◆ **What this task involves**:
From the first line to the last, print the records exactly.

◆ **Material to process**:

┄┄┄┄┄┄┄┄┄┄┄┄┄┄┄┄┄┄┄┄

PR #1342, opened 2022-02-25
WY tracts are not showing up until zoom >7

### LINKED ISSUE #1320: DACs don't show up for WY until you zoom > 7
It appears to not show any disadv. communities for zoom < 7, and then shows them for zoom > 7. This is the transition point from “low zoom” to “high zoom” tiles.

This doesn't seem to be the case for other states.

emma-nechamkin:
Passing this off to @vim-usds 

closes #1320


data/data-pipeline/data_pipeline/etl/score/etl_score_geo.py
```diff
@@ -92,26 +93,27 @@ def transform(self) -> None:
 
         logger.info("Pruning Census GeoJSON")
         fields = [self.GEOID_FIELD_NAME, self.GEOMETRY_FIELD_NAME]
-        self.geojson_usa_df = self.geojson_usa_df[fields]
 
         logger.info("Merging and compressing score CSV with USA GeoJSON")
-        self.geojson_score_usa_high = self.score_usa_df.merge(
-            self.geojson_usa_df, on=self.GEOID_FIELD_NAME, how="left"
+        self.geojson_score_usa_high = self.score_usa_df.set_index(
```
emma-nechamkin, line 98: I changed this slightly so it would run ever so slightly faster

data/data-pipeline/data_pipeline/etl/score/etl_score_geo.py
```diff
@@ -92,26 +93,27 @@ def transform(self) -> None:
...
-        logger.info(f"Columns: {self.geojson_score_usa_high.columns}")
-
         usa_simplified = self.geojson_score_usa_high[
             [
-                self.GEOID_FIELD_NAME,
                 self.TARGET_SCORE_SHORT_FIELD,
                 self.GEOMETRY_FIELD_NAME,
             ]
-        ].reset_index(drop=True)
+        ].reset_index(drop=False)
```
emma-nechamkin, line 116: because this now merges on index, I don't want to drop the index

data/data-pipeline/data_pipeline/etl/score/etl_score_geo.py
```diff
@@ -125,7 +127,11 @@ def transform(self) -> None:
 
         usa_tracts = gpd.GeoDataFrame(
             usa_tracts,
-            columns=[self.TARGET_SCORE_RENAME_TO, self.GEOMETRY_FIELD_NAME],
+            columns=[
+                self.TARGET_SCORE_RENAME_TO,
+                self.GEOMETRY_FIELD_NAME,
+                self.GEOID_FIELD_NAME,
```
emma-nechamkin, line 133: I think I left this in from testing yikes

data/data-pipeline/data_pipeline/etl/score/etl_score_geo.py
```diff
@@ -155,24 +161,24 @@ def _aggregate_to_tracts(
         self, block_group_df: gpd.GeoDataFrame
     ) -> gpd.GeoDataFrame:
         # The tract identifier is the first 11 digits of the GEOID
-        block_group_df["tract"] = block_group_df.apply(
-            lambda row: row[self.GEOID_FIELD_NAME][0:11], axis=1
-        )
+        block_group_df["tract"] = block_group_df[self.GEOID_FIELD_NAME].str[:11]
```
emma-nechamkin, line 164: this is faster...

but more importantly, I'm not sure why we are doing this step. 

I believe `aggregate_to_tracts` is a holdover from when you were using block groups. here, we already have a dataframe at the census tract level, and so we very much can still `dissolve` it from a "can this be done?" but I think we don't have to

data/data-pipeline/data_pipeline/etl/score/etl_score_geo.py
```diff
@@ -155,24 +161,24 @@ def _aggregate_to_tracts(
...
     def _create_buckets_from_tracts(
         self, state_tracts: gpd.GeoDataFrame, num_buckets: int
     ) -> gpd.GeoDataFrame:
-        # assign tracts to buckets by D_SCORE
+        # assign tracts to buckets by score
         state_tracts.sort_values(self.TARGET_SCORE_RENAME_TO, inplace=True)
-        SCORE_bucket = []
+        score_bucket = []
+
+        # while use_buckets <= 0
```
emma-nechamkin, line 175: this is a holdover from testing that I did not delete and I am sorry!

data/data-pipeline/data_pipeline/etl/score/etl_score_geo.py
```diff
@@ -155,24 +161,24 @@ def _aggregate_to_tracts(
...
-        )
+        block_group_df["tract"] = block_group_df[self.GEOID_FIELD_NAME].str[:11]
         state_tracts = block_group_df.dissolve(by="tract", aggfunc="mean")
         return state_tracts
 
     def _create_buckets_from_tracts(
         self, state_tracts: gpd.GeoDataFrame, num_buckets: int
     ) -> gpd.GeoDataFrame:
-        # assign tracts to buckets by D_SCORE
+        # assign tracts to buckets by score
```
emma-nechamkin, line 171: here's where i think we need to do some thinking. 

right now, WY has score buckets that get absorbed into 0. This is where the buckets are assigned. It might make sense to ensure that all buckets are homogeneous, so either all 0 or all 1.

data/data-pipeline/data_pipeline/etl/score/etl_score_geo.py
```diff
@@ -155,24 +161,24 @@ def _aggregate_to_tracts(
...
+        score_bucket = []
+
+        # while use_buckets <= 0
         bucket_size = math.ceil(
             len(state_tracts.index) / self.NUMBER_OF_BUCKETS
         )
         for i in range(len(state_tracts.index)):
-            SCORE_bucket.extend([math.floor(i / bucket_size)])
-        state_tracts[f"{self.TARGET_SCORE_RENAME_TO}_bucket"] = SCORE_bucket
+            score_bucket.extend([math.floor(i / bucket_size)])
```
emma-nechamkin, line 180: This is a formatting change

vim-usds:
@emma-nechamkin - thanks so much for taking a look at this! Also I know you jumped into the bug time on Friday to talk about this but I was so distracted by intl talk that I missed this until now. Can we touch base next on this! TY!!!

data/data-pipeline/data_pipeline/etl/score/etl_score_geo.py
vim-usds: @esfoobar-usds - any thoughts here?

esfoobar-usds: It's indeed a holdover from when we were census-block based and can be removed.

emma-nechamkin:
Okay, so I looked at this a little bit more, and I do not think my initial hunch was correct.

In the grab below, I've printed out a temporary file after the aggregate buckets step. Then, I filter to just WY. What you see is that WY has two buckets in it, 4 and 7. All tracts in 4 are 0s and all tracts in 7 are 1s for score. So, the bucketing appears to be working. 

Screen Shot 2022-03-02 at 10 47 17 PM

If you notice, bucket 6 is mixed. So, I added something that will increment the bucket number to be slightly bigger and reduce the number of "wrong" scores per bucket... but who knows if this is worth it. 

The larger point is that I think the process of making the geojsons is correct (the bucketing at least). It's pretty annoying to load geojsons on a map locally, so it's possible I am misunderstanding... but I am wondering if it could be something on the front end?

data/data-pipeline/data_pipeline/etl/score/etl_score_geo.py
emma-nechamkin: So... I think this initial thought was wrong. I did implement code to make the buckets more homogeneous, but that is not what was going on with WY.

emma-nechamkin: (There COULD be something going on with the compression in `_breakup_multipolygons` but I'm not sure?)

emma-nechamkin:
(and with more buckets, the aggregation before compression looks like this...)
Screen Shot 2022-03-02 at 11 51 46 PM

emma-nechamkin:
Okay, I think this is going to work: 
Screen Shot 2022-03-04 at 5 29 44 PM

data/data-pipeline/data_pipeline/etl/score/etl_score_geo.py
esfoobar-usds: Looks good!

esfoobar-usds (approved):
🍏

┄┄┄┄┄┄┄┄┄┄┄┄┄┄┄┄┄┄┄┄

◆ **Response for this exercise**:
PR #1342, opened 2022-02-25
WY tracts are not showing up until zoom >7

### LINKED ISSUE #1320: DACs don't show up for WY until you zoom > 7
It appears to not show any disadv. communities for zoom < 7, and then shows them for zoom > 7. This is the transition point from “low zoom” to “high zoom” tiles.

This doesn't seem to be the case for other states.

emma-nechamkin:
Passing this off to @vim-usds 

closes #1320


data/data-pipeline/data_pipeline/etl/score/etl_score_geo.py
```diff
@@ -92,26 +93,27 @@ def transform(self) -> None:
 
         logger.info("Pruning Census GeoJSON")
         fields = [self.GEOID_FIELD_NAME, self.GEOMETRY_FIELD_NAME]
-        self.geojson_usa_df = self.geojson_usa_df[fields]
 
         logger.info("Merging and compressing score CSV with USA GeoJSON")
-        self.geojson_score_usa_high = self.score_usa_df.merge(
-            self.geojson_usa_df, on=self.GEOID_FIELD_NAME, how="left"
+        self.geojson_score_usa_high = self.score_usa_df.set_index(
```
emma-nechamkin, line 98: I changed this slightly so it would run ever so slightly faster

data/data-pipeline/data_pipeline/etl/score/etl_score_geo.py
```diff
@@ -92,26 +93,27 @@ def transform(self) -> None:
...
-        logger.info(f"Columns: {self.geojson_score_usa_high.columns}")
-
         usa_simplified = self.geojson_score_usa_high[
             [
-                self.GEOID_FIELD_NAME,
                 self.TARGET_SCORE_SHORT_FIELD,
                 self.GEOMETRY_FIELD_NAME,
             ]
-        ].reset_index(drop=True)
+        ].reset_index(drop=False)
```
emma-nechamkin, line 116: because this now merges on index, I don't want to drop the index

data/data-pipeline/data_pipeline/etl/score/etl_score_geo.py
```diff
@@ -125,7 +127,11 @@ def transform(self) -> None:
 
         usa_tracts = gpd.GeoDataFrame(
             usa_tracts,
-            columns=[self.TARGET_SCORE_RENAME_TO, self.GEOMETRY_FIELD_NAME],
+            columns=[
+                self.TARGET_SCORE_RENAME_TO,
+                self.GEOMETRY_FIELD_NAME,
+                self.GEOID_FIELD_NAME,
```
emma-nechamkin, line 133: I think I left this in from testing yikes

data/data-pipeline/data_pipeline/etl/score/etl_score_geo.py
```diff
@@ -155,24 +161,24 @@ def _aggregate_to_tracts(
         self, block_group_df: gpd.GeoDataFrame
     ) -> gpd.GeoDataFrame:
         # The tract identifier is the first 11 digits of the GEOID
-        block_group_df["tract"] = block_group_df.apply(
-            lambda row: row[self.GEOID_FIELD_NAME][0:11], axis=1
-        )
+        block_group_df["tract"] = block_group_df[self.GEOID_FIELD_NAME].str[:11]
```
emma-nechamkin, line 164: this is faster...

but more importantly, I'm not sure why we are doing this step. 

I believe `aggregate_to_tracts` is a holdover from when you were using block groups. here, we already have a dataframe at the census tract level, and so we very much can still `dissolve` it from a "can this be done?" but I think we don't have to

data/data-pipeline/data_pipeline/etl/score/etl_score_geo.py
```diff
@@ -155,24 +161,24 @@ def _aggregate_to_tracts(
...
     def _create_buckets_from_tracts(
         self, state_tracts: gpd.GeoDataFrame, num_buckets: int
     ) -> gpd.GeoDataFrame:
-        # assign tracts to buckets by D_SCORE
+        # assign tracts to buckets by score
         state_tracts.sort_values(self.TARGET_SCORE_RENAME_TO, inplace=True)
-        SCORE_bucket = []
+        score_bucket = []
+
+        # while use_buckets <= 0
```
emma-nechamkin, line 175: this is a holdover from testing that I did not delete and I am sorry!

data/data-pipeline/data_pipeline/etl/score/etl_score_geo.py
```diff
@@ -155,24 +161,24 @@ def _aggregate_to_tracts(
...
-        )
+        block_group_df["tract"] = block_group_df[self.GEOID_FIELD_NAME].str[:11]
         state_tracts = block_group_df.dissolve(by="tract", aggfunc="mean")
         return state_tracts
 
     def _create_buckets_from_tracts(
         self, state_tracts: gpd.GeoDataFrame, num_buckets: int
     ) -> gpd.GeoDataFrame:
-        # assign tracts to buckets by D_SCORE
+        # assign tracts to buckets by score
```
emma-nechamkin, line 171: here's where i think we need to do some thinking. 

right now, WY has score buckets that get absorbed into 0. This is where the buckets are assigned. It might make sense to ensure that all buckets are homogeneous, so either all 0 or all 1.

data/data-pipeline/data_pipeline/etl/score/etl_score_geo.py
```diff
@@ -155,24 +161,24 @@ def _aggregate_to_tracts(
...
+        score_bucket = []
+
+        # while use_buckets <= 0
         bucket_size = math.ceil(
             len(state_tracts.index) / self.NUMBER_OF_BUCKETS
         )
         for i in range(len(state_tracts.index)):
-            SCORE_bucket.extend([math.floor(i / bucket_size)])
-        state_tracts[f"{self.TARGET_SCORE_RENAME_TO}_bucket"] = SCORE_bucket
+            score_bucket.extend([math.floor(i / bucket_size)])
```
emma-nechamkin, line 180: This is a formatting change

vim-usds:
@emma-nechamkin - thanks so much for taking a look at this! Also I know you jumped into the bug time on Friday to talk about this but I was so distracted by intl talk that I missed this until now. Can we touch base next on this! TY!!!

data/data-pipeline/data_pipeline/etl/score/etl_score_geo.py
vim-usds: @esfoobar-usds - any thoughts here?

esfoobar-usds: It's indeed a holdover from when we were census-block based and can be removed.

emma-nechamkin:
Okay, so I looked at this a little bit more, and I do not think my initial hunch was correct.

In the grab below, I've printed out a temporary file after the aggregate buckets step. Then, I filter to just WY. What you see is that WY has two buckets in it, 4 and 7. All tracts in 4 are 0s and all tracts in 7 are 1s for score. So, the bucketing appears to be working. 

Screen Shot 2022-03-02 at 10 47 17 PM

If you notice, bucket 6 is mixed. So, I added something that will increment the bucket number to be slightly bigger and reduce the number of "wrong" scores per bucket... but who knows if this is worth it. 

The larger point is that I think the process of making the geojsons is correct (the bucketing at least). It's pretty annoying to load geojsons on a map locally, so it's possible I am misunderstanding... but I am wondering if it could be something on the front end?

data/data-pipeline/data_pipeline/etl/score/etl_score_geo.py
emma-nechamkin: So... I think this initial thought was wrong. I did implement code to make the buckets more homogeneous, but that is not what was going on with WY.

emma-nechamkin: (There COULD be something going on with the compression in `_breakup_multipolygons` but I'm not sure?)

emma-nechamkin:
(and with more buckets, the aggregation before compression looks like this...)
Screen Shot 2022-03-02 at 11 51 46 PM

emma-nechamkin:
Okay, I think this is going to work: 
Screen Shot 2022-03-04 at 5 29 44 PM

data/data-pipeline/data_pipeline/etl/score/etl_score_geo.py
esfoobar-usds: Looks good!

esfoobar-usds (approved):
🍏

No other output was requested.